Closed snapo closed 6 years ago

snapo commented 6 years ago

Hi, First of all thanks for kur... i really appreciate that it is so easy to use/adjust (im not a math engineer) :-)

In the tensorflow documentation i see that it is possible to read from csv files directly. Sample:

 filename_queue = tf.train.string_input_producer(["file0.csv", "file1.csv"])

 reader = tf.TextLineReader()
 key, value = reader.read(filename_queue)

 # Default values, in case of empty columns. Also specifies the type of the
 # decoded result.
 record_defaults = [[1], [1], [1], [1], [1]]
 col1, col2, col3, col4, col5 = tf.decode_csv(
     value, record_defaults=record_defaults)
 features = tf.stack([col1, col2, col3, col4])

 with tf.Session() as sess:
   # Start populating the filename queue.
   coord = tf.train.Coordinator()
   threads = tf.train.start_queue_runners(coord=coord)

   for i in range(1200):
     # Retrieve a single instance:
     example, label = sess.run([features, col5])

   coord.request_stop()
   coord.join(threads)

This is the code im using in keras:

# load dataset
dataset = np.genfromtxt ('snapo.csv', delimiter=",")
X = dataset[:,0:263].astype(float)
Y = dataset[:,264]

print("Value we are looking for: ")
print(Y[0])

Y = np_utils.to_categorical(Y, num_classes=None)

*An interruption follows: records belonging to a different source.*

PR #2629, opened 2026-01-09
Show path to loaded DLL on unhandled type-related exceptions

### LINKED ISSUE #2556: Show path to loaded DLL on unhandled type-related exceptions
## Example of error that should show path
Image

misterbubb:
Fixes #2556
when a TypeLoadException occurs, it now logs the path and version of the loaded assembly to help diagnose version conflicts

## Testing

Can trigger a TypeLoadException for testing using this code and calling `new Error()` somewhere:

```cs
using System;
using System.Runtime.InteropServices;

namespace Nitrox.Server.Subnautica;

public class Error
{
    public Error()
    {
        foreach (var field in typeof(Container).GetFields())
        {
            Console.WriteLine($"{field.Name}: {field.FieldType}");
        }
    }

    private abstract class Abstract
    {
        public int a;
    }

    [StructLayout(LayoutKind.Sequential)]
    private sealed class TestClass : Abstract
    {
        public int x;
    }

    private sealed class Container
    {
        public TestClass tc;
    }
}
```

### DIFF
--- a/Nitrox.Server.Subnautica/Program.cs
+++ b/Nitrox.Server.Subnautica/Program.cs
@@ -489,6 +489,7 @@ public class Program
         if (e.ExceptionObject is Exception ex)
         {
             Log.Error(ex);
+            LogAssemblyPathFromException(ex);
         }
         if (!Environment.UserInteractive || Console.IsInputRedirected || Console.In == StreamReader.Null)
         {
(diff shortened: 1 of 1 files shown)


Nitrox.Server.Subnautica/Program.cs
```diff
@@ -510,4 +511,52 @@ private static void CurrentDomainOnUnhandledException(object sender, UnhandledEx
 
         Environment.Exit(1);
     }
+
+    /// <summary>
+    ///     Logs the file path of assemblies referenced in type-related exceptions to help diagnose version conflicts.
+    /// </summary>
+    private static void LogAssemblyPathFromException(Exception ex)
+    {
+        string assemblyName = ex switch
```
dartasen:
```suggestion
        string? assemblyName = ex switch
```

We're slowly updating the codebase to support NRT (annotations only for now)

Nitrox.Server.Subnautica/Program.cs
```diff
@@ -510,4 +511,52 @@ private static void CurrentDomainOnUnhandledException(object sender, UnhandledEx
...
+        };
+
+        if (string.IsNullOrWhiteSpace(assemblyName))
+        {
+            return;
+        }
+
+        // Extract just the assembly name without version info
+        string shortName = assemblyName.Split(',')[0].Trim();
+        Assembly loadedAssembly = AppDomain.CurrentDomain.GetAssemblies()
```
dartasen:
```suggestion
        Assembly? loadedAssembly = AppDomain.CurrentDomain.GetAssemblies()
```

Nitrox.Server.Subnautica/Program.cs
```diff
@@ -489,6 +489,7 @@ private static void CurrentDomainOnUnhandledException(object sender, UnhandledEx
         if (e.ExceptionObject is Exception ex)
         {
             Log.Error(ex);
+            LogAssemblyPathFromException(ex);
```
dartasen, line 492: So we would log two times the error ?

@Measurity Thoughts on that ?

Measurity: LogAssemblyPathFromException doesn't log the stacktrace so LGTM.

Measurity (approved):

Nitrox.Server.Subnautica/Program.cs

How would something like this be in kur? Or is there some other documentation on the parameters input in the yml file? I wasnt able to figure it out with: https://kur.deepgram.com/specification.html?highlight=csv#hooks my csv has about 100 values where the last value is a category that i want to predict.

If you have any hints where to look for i would really appreciate some help or a sample.

Thank you.

scottstephenson commented 6 years ago

There is a CSV supplier for Kur. Check out more details at:

http://kur.deepgram.com/specification.html?highlight=csv

snapo commented 6 years ago

Thanks, i dont know how i could miss that, as i really tried to search for it first. It works great....

Do you know if its possible to have multiple outputs ?

input1,input2,input3,input4,category_1,category_2,category_3....
input1,input2,input3,input4,category_1,category_2,category_3....
input1,input2,input3,input4,category_1,category_2,category_3....

and how would the error detection then be estimated? for example each category can have 0-1 ...

is this even possible?

ajsyp commented 6 years ago

It is definitely possible to have multiple outputs in Kur! First, take a look at a StackOverflow question I answered: https://stackoverflow.com/a/42283968/2200851. Then all that is left for multi-output models is to define a loss function for each output. (Note: output layers are defined as: the last layer in a model, any layers with sink: yes, or any output layers).